For anyone who's ever picked an apple fresh from the tree or enjoyed a glass of cider, writer and orchardist Diane Flynt offers a new history of the apple and how it changed the South and the nation. Showing how southerners cultivated over 2,000 apple varieties from Virginia to Mississippi, Flynt shares surprising stories of a fruit that was central to the region for over 200 years. Colorful characters abound in this history, including aristocratic Belgian immigrants, South Carolina plantation owners, and multiple presidents, each group changing the course of southern orchards. She shows how southern apples, ranging from northern varieties that found fame on southern soil to hyper-local apples grown by a single family, have a history beyond the region, from Queen Victoria's court to the Oregon Trail. Flynt also tells us the darker side of the story, detailing how apples were entwined with slavery and the theft of Indigenous land. She relates the ways southerners lost their rich apple culture in less than the lifetime of a tree and offers a tentatively hopeful future.
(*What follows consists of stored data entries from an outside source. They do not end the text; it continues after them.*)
PR #394, opened 2020-09-03
Update lease and rental assistance styling DAH-92

akegan:
DAH-92


akegan:
Current Status:
- Lease fields moved into inline modal and rental assistance moved into 2nd level of inline modal
- Lease + rental assistance fields moved around
- Content for lease updated

Left to do:

- [x] Add save + delete button for lease
- [x] Add state to show/hide the lease section + the description at the top of the lease section
- [x] Add create lease button
- [ ] Remove borders on preference + rental assistance tables - will follow up in DAH-137
- [ ] More yes/no selectors need to be moved to checkboxes -> might be a separate ticket, especially for parking where the parking cost needs to pop up correctly. - will follow up in DAH-138


Lease section: 
image
With new rental assistance panel open: 
image
With rental assistance edit: 
image

app/javascript/components/atoms/Button.js
```diff
@@ -1,15 +1,30 @@
 import React from 'react'
 import classNames from 'classnames'
+import PropTypes from 'prop-types'
 
-const Button = ({ text, small, tiny, tertiary, classes, ...rest }) => {
+const Button = ({ type, text, small, tiny, tertiary, classes, ...rest }) => {
```
akegan: I'd like to add primary, secondary, alert-fill, etc in here too and drop the classes attribute but this PR was already big enough.

app/javascript/components/supplemental_application/SupplementalApplicationPage.js
```diff
@@ -175,6 +176,15 @@ class SupplementalApplicationPage extends React.Component {
     }
   }
 
+  handleClickCreateLease = () => {
+    this.setState({ showLeaseSection: true })
+  }
+
+  handleClickCancelLease = () => {
```
akegan: Fine with renaming these too. wanted to make it clear for now that all that's going on is that we're clicking the button. Going to save pretty much all functionality for when it's wired up.

app/javascript/components/supplemental_application/SupplementalApplicationPage.js
```diff
@@ -40,6 +40,7 @@ class SupplementalApplicationPage extends React.Component {
     leaveConfirmationModal: {
       isOpen: false
     },
+    showLeaseSection: true,
```
akegan, line 44: updated to default to showing the lease section to make unit tests work for now. I want to update the unit tests to test for the interactive elements on the lease once we get the interactions hammered out

app/javascript/components/supplemental_application/sections/Lease.js
```diff
@@ -0,0 +1,168 @@
+import React from 'react'
```
akegan, line 1: This was in fact renamed from LeaseInformationInputs, but I changed the file so much that even using git mv didn't work ☹️.

app/javascript/components/supplemental_application/sections/ParkingInformationInputs.js
```diff
@@ -8,7 +8,7 @@ const monthlyRentFieldName = 'lease.monthly_parking_rent'
 const Yes = 'Yes'
 const No = 'No'
 
-const ParkingInformationInputs = ({ form: { change }, values: { lease }, visited }) => {
+const ParkingInformationInputs = ({ form: { change, getFieldState }, values: { lease } }) => {
```
akegan, line 11: I removed "visited" in a few different places where we were already passing the form to reduce the number of fields that we were passing around. It seems like the visited object might be nice to pass when we're not passing form, but otherwise is redundant because you can get whether or not a field was visited from form.getFieldState(fieldName)

app/javascript/components/supplemental_application/sections/RentalAssistance.js
```diff
@@ -165,85 +169,94 @@ const RentalAssistanceForm = ({ values, onSave, loading, onClose, applicationMem
...
+              <FormGrid.Item>
+                <InputField
+                  label='Other Assistance Name'
+                  fieldName={`rental_assistances.${index}.other_assistance_name`} />
+              </FormGrid.Item>
+            </FormGrid.Row>
+          )}
+          <FormGrid.Row>
+            <div className='form-grid_item column'>
+              <Button
```
akegan: Updating to Button here didn't change functionality, I just want to be more consistent about using our pattern lib components.

akegan (commented):
Couple of explanatory comments on the current state of this PR. Looks like e2e tests are failing so I'll fix those then I think this'll be ready for review

akegan:
@cpalmatier can you take a look at these changes in a design pass to see if things look OK? The functionality of actually creating and saving a lease isn't there, but the look should be.

Review app: https://dahlia-lap-full-pr-394.herokuapp.com/
You can see the different states of the lease showing + hiding by clicking "cancel" on the lease on load, then "create lease" to go back and forth.

Known design tweaks that we're not going to make in this PR:
1. A couple more cases of wanting to switch yes/no select field or radio buttons to checkboxes for recurring assistance and BMR parking DAH-138
1. Border on the bottom of preference and rental assistance tables. DAH-137

akegan:
alright @james-wills-sf I think this is ready for review. See above for comments on functionality and known design issues. Designs are in [this figma file](https://www.figma.com/file/qjUryiHN6RGwMMretWbExa/explicit-lease-creation-164886190?node-id=1%3A964)

app/javascript/components/atoms/Button.js
```diff
@@ -1,15 +1,30 @@
...
+      type={type}
+      {...rest}
+    >
+      {text}
+    </button>
   )
 }
 
+Button.propTypes = {
+  type: PropTypes.oneOf(['button', 'submit'])
```
james-wills-sf: 👍

app/javascript/components/atoms/Button.js
```diff
@@ -1,15 +1,30 @@
...
+}
+
+Button.defaultProps = {
```
james-wills-sf, line 41: so I used defaultProps in my other pr but it seems like the new way to do it is directly in the definition?

```
 const Button = ({ type = 'button', text, small, tiny, tertiary, classes, ...rest }) => { 
```

Whichever way is fine by me, just letting you know I think they do the same thing

app/javascript/components/atoms/Button.js
```diff
@@ -1,15 +1,30 @@
...
     'small': small,
     'tertiary': tertiary,
     'tiny': tiny
   })
   return (
-    <button className={btnClassNames} {...rest}>{text}</button>
+    <button
+      className={btnClassNames}
+      type={type}
+      {...rest}
```
james-wills-sf, line 29: Definitely don't change it in this PR but just letting you know this is generally a react anti-pattern to allow any additional props to be passed through a component.

app/javascript/components/molecules/ExpandableTable.js
```diff
@@ -39,7 +39,7 @@ const ExpandableTableRow = ({ row, rowKeyIndex, numColumns, expanderRenderer, ex
 }
 
 const ExpandableTable = ({ columns, rows, rowKeyIndex, expanderRenderer, expandedRowRenderer, originals, classes, closeAllRows }) => (
-  <table className={classNames('td-light td-plain th-plain', classes)} role='grid'>
+  <table className={classNames('td-light td-plain th-plain', classes)} style={{ background: 'transparent' }} role='grid'>
```
james-wills-sf: nit: can you move these props onto separate lines?

app/javascript/components/supplemental_application/SupplementalApplicationContainer.js
```diff
@@ -70,26 +69,18 @@ const Income = ({ listingAmiCharts, visited, form }) => (
...
-    >
-      <ParkingInformationInputs form={form} values={values} visited={visited} />
-    </ContentSection.Sub>
-    <ContentSection.Sub
-      title='Rental Assistance Information'
-      description='Rental Assistance includes recurring vouchers and subsidies, as well as one-time grants and other assistance.'
-    >
-      <RentalAssistance form={form} submitting={submitting} />
-    </ContentSection.Sub>
+    { showLeaseSection ? <Lease
```
james-wills-sf: nit: I'd move Lease onto it's own line and wrap the whole thing in parentheses

app/javascript/components/supplemental_application/SupplementalApplicationPage.js
james-wills-sf: can you add a TODO comment here to remove this line?

app/javascript/components/supplemental_application/SupplementalApplicationPage.js
james-wills-sf: nit: Remember when I said the new version of Standard has weird rules around `handle*` and `on*`naming? This reminded me I didn't really understand it so I googled it and found this: https://jaketrent.com/post/naming-event-handlers-react/

Basically the function should be named `handle*` and the props should be `on*`. I think that kind of makes sense and reads nicely in the component:
```
<button onClick={handleButtonClick} />
```

So in this case we'd keep the function name and the context variable `handleClickCancelLease`/`handleClickCreateLease`, but the prop names would change.

It looks like we're already using `onCancel` for the cancel case so that's good, but maybe we can change the `LeaseSection` prop to `onClickCreate` or something?

app/javascript/components/supplemental_application/sections/Lease.js
```diff
@@ -0,0 +1,168 @@
...
+  })
+  const confirmedPreferenceOptions = formUtils.toOptions(
+    map(
+      [{ id: null, preference_name: 'None' }, ...confirmedPreferences],
+      pluck('id', 'preference_name')
+    )
+  )
+
+  const getVisited = (fieldName) => (
+    form.getFieldState(fieldName)?.visited
```
james-wills-sf, line 80: I totally thought `?.` was only a typescript thing, that's great

app/javascript/components/supplemental_application/sections/RentalAssistance.js
```diff
@@ -165,85 +169,94 @@ const RentalAssistanceForm = ({ values, onSave, loading, onClose, applicationMem
...
+            </FormGrid.Item>
+          </FormGrid.Row>
+          <FormGrid.Row>
             <FormGrid.Item>
-              <InputField
-                label='Other Assistance Name'
-                fieldName={`rental_assistances.${index}.other_assistance_name`} />
+              <SelectField
+                label='Type of Assistance'
+                fieldName={`rental_assistances.${index}.type_of_assistance`}
```
james-wills-sf: I'm seeing `rental_assistances.${index}.*` a lot. I wonder if this would be better pulled out as a simple function like:

```
const getField = (assistanceField) => `rental_assistances.${index}.${assistanceField}`
```

and then this line could be `fieldName={getField('type_of_assistance')}`

app/javascript/components/supplemental_application/sections/RentalAssistance.js
```diff
@@ -165,85 +169,94 @@ const RentalAssistanceForm = ({ values, onSave, loading, onClose, applicationMem
...
+                isDirty={visited && visited[`rental_assistances.${index}.assistance_amount`]}
+              />
+            </FormGrid.Item>
+          </FormGrid.Row>
+          <FormGrid.Row>
+            <FormGrid.Item>
+              <YesNoRadioGroup
+                label='Recurring Assistance'
+                fieldName={`rental_assistances.${index}.recurring_assistance`}
+                uniqId={(!isEmpty(values) && values.id) || 'new'}
```
james-wills-sf: could this be simplified to `values?.id || 'new'`?

Can you tell I'm excited that I just learned about the `?.` thing?

app/javascript/components/supplemental_application/sections/RentalAssistance.js
```diff
@@ -165,85 +169,94 @@ const RentalAssistanceForm = ({ values, onSave, loading, onClose, applicationMem
...
+                trueValue='Yes'
```
james-wills-sf: I think these are the defaults. You're welcome to keep them if you'd prefer to be explicit though

james-wills-sf (commented):
@akegan added a few nit comments

I tested in the review app and it looks great!

couple design things: I think the rental assistance inline modal is supposed to go all the way across, in the review app it's pretty small:

### review app


### designs
[figma](https://www.figma.com/file/qjUryiHN6RGwMMretWbExa/explicit-lease-creation-164886190?node-id=0%3A1)


Couple of small things:
- It looks like there's an extra 16px of vertical padding around the lease modal (and the rental assistances modal)  due to the button padding on each
- left margin on rental assistance panel + table is smaller than in the design
- margin above "tenant contribution" header is a little smaller than design when rental assistance panel is opened.

app/javascript/components/molecules/ExpandableTable.js
akegan: do we want to have a standard # of props at which we move to their own lines? in theory our linter would complain about line length.

app/javascript/components/supplemental_application/sections/Lease.js
akegan: I feel like I try in every environment I'm in and am always thrilled when it exists.

app/javascript/components/supplemental_application/sections/RentalAssistance.js
akegan: OK So I googled it because you made me nervous that it's maybe not a thing

It looks like it "has not yet reached cross-browser stability" 😭  and until v80 of chrome even you had to enable it with a flag. Look at [implementation progress on this page](https://developer.mozilla.org/en-US/docs/Web/JavaScript/Reference/Operators/Optional_chaining)

Not really sure what that means for us since everything is being minified anyways? Not sure if we have to test on browserstack or something

app/javascript/components/supplemental_application/sections/RentalAssistance.js
akegan: actually looks like true/falseLabel are yes/no but not true/falseValue. Snapshots caught something helpful for once!

app/javascript/components/atoms/Button.js
akegan: I made this change then type="button" was removed from snapshots 🤔. I reverted the change but maybe should investigate more

app/javascript/components/supplemental_application/SupplementalApplicationPage.js
akegan: I just went to update then got confused. What happens when it's a function that you're passing as a prop down many levels? Am I just overthinking it?

james-wills-sf: @akegan yeah, I thought the same thing. I think only the top level would be handle-, all of the props are on-

Basically, if it's a function, it should be called handle-, if it's a prop it should be on-

(at least according to what that one blog post said that we can totally ignore if you want to)

app/javascript/components/atoms/Button.js
james-wills-sf: okay then don't worry about it for now. I'll try it next time I write a component and get back to you

app/javascript/components/molecules/ExpandableTable.js
james-wills-sf: Airbnb styleguide says more than 1 prop always wraps to a new line which I think is a little aggressive.

I think line length is is a good way to do it but it doesn't seem like standard.js complains about long lines, so that's something we can add when we get around to extending the standard linter.

If you want a hard and fast rule so you don't have to think about it maybe we say 3 props? Otherwise I just look at how complex the line is and decide that way 🤷

app/javascript/components/supplemental_application/sections/RentalAssistance.js
james-wills-sf: Looks like we have `@babel/plugin-proposal-optional-chaining` in our `yarn.lock` so it should be compiled to something compatible with all browsers.

We may want to explicitly add plugin-proposal-optional-chaining to our package.json file so that we know we'll always have it

app/javascript/components/supplemental_application/SupplementalApplicationPage.js
akegan: OK just pushed changes based on the article. Also renamed to put click at the end because i liked that suggestion too. Let me know if that's what you were thinking! Still feels kinda weird and inconsistent.

app/javascript/components/supplemental_application/sections/Lease.js
```diff
@@ -155,7 +155,7 @@ const Lease = ({ form, submitting, values, store }) => {
         {/* TODO: Wire up actions for buttons, set to disabled when loading */}
         <LeaseActions
           onSave={handleSaveLease}
-          onCancel={handleClickCancelLease}
+          onCancelLeaseClick={handleCancelLeaseClick}
```
james-wills-sf, line 159: So I didn't mean to say you had to change this one but it's good either way!

james-wills-sf (approved):
@akegan lgtm

app/javascript/components/supplemental_application/sections/RentalAssistance.js
akegan: looks like it's ultimately coming from webpack so we should be all good. Thanks for checking!

as a bonus it looks like we get [https://developer.mozilla.org/en-US/docs/Web/JavaScript/Reference/Operators/Nullish_coalescing_operator]("nullish coalescing") too, which is like a null-aware ternary alternative. `const foo = null ?? 'default string';`  gives you 'default string'

akegan:
@james-wills-sf I just pushed up some changes that should fix the tests if you want to take a minute to review my latest changes before merge.

spec/javascript/e2e/SupplementalApplicationPage/rental_assistance.e2e.js
```diff
@@ -177,9 +148,37 @@ describe('SupplementalApplicationPage Rental Assistance Information section', ()
...
+  // This test requires a rental assistance to be already present in the rental
+  // assistances table. If the prior test for creating a rental assistance has
+  // succeeded, then there will be at least one rental assistance present.
+  test('should allow a rental assistance to be deleted', async () => {
+    let { page } = await SetupBrowserAndPage(testBrowser)
+
+    await sharedSteps.goto(page, `/applications/${LEASE_UP_LISTING_APPLICATION_ID}/supplementals`)
+
+    // Record how many rental assistances are in the table before we attempt our delete
+    const prevTableSize = await page.$$eval('.rental-assistances > tbody > .tr-expand', elems => elems.length)
```
james-wills-sf, line 163: nit: is the double dollarsign important in `$$eval`?

james-wills-sf (approved):
@akegan lgtm!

Alongside unexpected apple history, Flynt traces the arc of her own journey as a pioneering farmer in the southern Appalachians who planted cider apples never grown in the region and founded the first modern cidery in the South. Flynt threads her own story with archival research and interviews with orchardists, farmers, cidermakers, and more. The result is not only the definitive story of apples in the South but also a new way to challenge our notions of history.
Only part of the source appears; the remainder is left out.